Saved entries

PR #3200, opened 2023-06-14
fix annoying pcd selector disappearing bug

sashankaryal:

Fix selector closing inconveniently as a result of container.onmouseleave triggering when looker3d re-renders. Removing `onMouseLeave` from `Container` has no real consequence, as `onMouseOver` subsumes what it intends to do.

Before:
before

After:
after

Locally.

        notes for FiftyOne users.

-   [ ] Other


lanzhenw (approved):
LGTM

Task objective —
What lines of the data contain the string "selector"? List them.

Task solution —
fix annoying pcd selector disappearing bug
Fix selector closing inconveniently as a result of container.onmouseleave triggering when looker3d re-renders. Removing `onMouseLeave` from `Container` has no real consequence, as `onMouseOver` subsumes what it intends to do.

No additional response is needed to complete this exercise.